That is in fact what ultimately happened with Hazen, by the way. The use of
proxy criteria as a facade for discrimination has been addressed in many other
discrimination/quota cases, and courts routinely see right through it. So the
answer to your question is basically no, unless the employer can prove that
they were more than normally oblivious to the disparate effect their choices
would have. I don't think any of IBM's lawyers are likely to suggest such a
defense.

------
mancerayder
It seems our jobs are a double-edged sword.

Unlike professionals like doctors, lawyers, and many accredited within their
professions, we don't need degrees. I certainly don't have a stem degree, and
many of my friends, some of whom make a third to half a million dollars in the
Northeast of the US (not SV), don't have any college degrees at all.

We're able to learn and shift, going from developer to sysadmin, architect,
manager or security professional and back again. Pre-sales anyone?

We can choose relaxed, helpful-to-society non-profit companies, mean, 24/7
work ethic startups with monthly death marches, low-salary beer keg outfits
with bright colored furniture, boring investment banks or many other.

We have a sort of highly competitive meritocracy where I can go home and learn
something I happen to know is hot in the market, and maybe climb the hierarchy
(maybe).

On the other hand, I'm pushing 40.

That means events beyond my control are pushing me down the hierarchy, or at
the very least making the ladder rungs more slippery.

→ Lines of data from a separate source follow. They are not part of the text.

PR #370, opened 2017-08-07
Improve compilation instructions for debian/ubuntu

micolous:
You don't need devkitARM to build firmware -- this also works with the `gcc-arm-none-eabi` toolchain available in Debian and Ubuntu.

This is an easier installation and build process.

### DIFF
--- a/COMPILING.txt
+++ b/COMPILING.txt
@@ -135,12 +135,20 @@ Tested on OSX 10.10 Yosemite
 =   Linux  =
 ============
 
-1 - Download 
+On Debian 9 and Ubuntu 17.04 (zesty), install these packages:
+
+  apt install build-essential gcc-arm-none-eabi libncurses5-dev libreadline-dev libusb-dev libqt4-dev
+
+Other distributions:
+
+1 - Download devkitarm
 
 A precompiled DevKitARM cross compiler tool chain package can be found at 
 http://sourceforge.net/projects/devkitpro/files/devkitARM
 Select the one you need (32bit or 64bit) and unpack to a convinient place, eg 
 $HOME/proxmark3/. It will create a devkitARM/ subdirectory.
+
+2 - Install development dependencies
 
 You will also need a general compiling environment on your computer for
 the client and the libusb headers. In most distributions you will get all you 
@@ -150,7 +158,7 @@ call `aptitude install lsb libusb-dev libreadline-dev libreadline6`.
 For the graphical plot view, you might need the qtlibs (debian/ubuntu: 
 libqt4-dev), too.
 
-2 - Set Environment
+3 - Set Environment
 
 export DEVKITPRO=$HOME/proxmark3/
 export DEVKITARM=$DEVKITPRO/devkitARM


COMPILING.txt
```diff
@@ -135,13 +135,21 @@ Tested on OSX 10.10 Yosemite
 =   Linux  =
 ============
 
-1 - Download 
+On Debian 9 and Ubuntu 17.04 (zesty), install these packages:
```
pwpiwi: Isn't that too specific? I would think that there are many many more distributions supporting the mentioned packages.

micolous: I wrote that based on stable distribution versions. The issue is that if the instructions are unchanged in 3 years time and something has changed, the reader has a hint as to what it was based on and where to look next.

All of the distributions using Debian packages generally fork from a particular point in Debian or Ubuntu (and Ubuntu itself forks from Debian unstable).  There isn't a _good_ reason you should be using an older one (outside of Ubuntu LTS releases), and it should work on them anyway (though I haven't tested it).

pwpiwi: Correct. But if someone runs let's say Ubuntu 17.03 and follows the instructions, she would end up installing DevKitARM.

micolous: But that's not such a bad thing -- the point is that it has not been explicitly tested on that version.  The user needs to choose at this point if they'll try the instructions for a different version of their distro, or fall back to the generic ones.  It's up to them at the end of the day, using those packages is simply to make life easier.

pwpiwi: There are so many options regarding packages, OS versions and distributions, gcc versions, CPUs, .... At least the instructions shouldn't leave too much room for choices. We should agree on DevKitArm or the arm-none-eabi-gcc package and then support only this one choice.

micolous: devkitARM is essentially a binary distribution of an embedded ARM toolchain (including gcc and friends).  Until very recently, this was based on gcc 5.3 and had no updates since 2015 (but in the time since this PR was opened, they've shipped two releases).  It's very much tied to the Nintendo DS homebrew community.

They only ship binaries for `x86_64` Linux, OSX and Windows systems.

`gcc-arm-none-eabi` or `arm-none-eabi-gcc` is a distribution-provided package of gcc.  What version you get depends on what your distribution provides.

Ubuntu 16.04 (xenial) ships with gcc 4.9, and in Debian sid they're up to 6.3, and [there's been one version pushed per year](https://tracker.debian.org/pkg/gcc-arm-none-eabi).  These are pretty much in-line with the version of gcc that ships for Linux systems on the distro.

Compare this with Arch, you get [gcc 7.2](https://www.archlinux.org/packages/community/x86_64/arm-none-eabi-gcc/), which is in line with what version of gcc Arch ship for desktop CPUs.  Homebrew also ships a different version.

That ships with on whatever architecture you like.  But in order to run with Windows you need a build from somewhere else.

Another contender is [ARM's own toolchains](https://developer.arm.com/open-source/gnu-toolchain/gnu-rm), which is released quarterly.

So to summarise:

Would you take it all back and pick a different profession, if my assessment
is balanced?

------
jmpman
IBM recently forced remote workers to move back to specific offices. Those who
couldn’t or wouldn’t move were let go. I expect that policy adversely impacted
employees over 40 whose families were unable to relocate due to school,
spouses jobs or caring for aging parents. My cynical view is that IBM likely
knew that was the case and enacted the policy specifically to target those
over 40. I wouldn’t be surprised if there were some emails from executives so
excited about their scheme that are still discoverable. Probably a good power
point deck on the benefits too.

Would that have been illegal?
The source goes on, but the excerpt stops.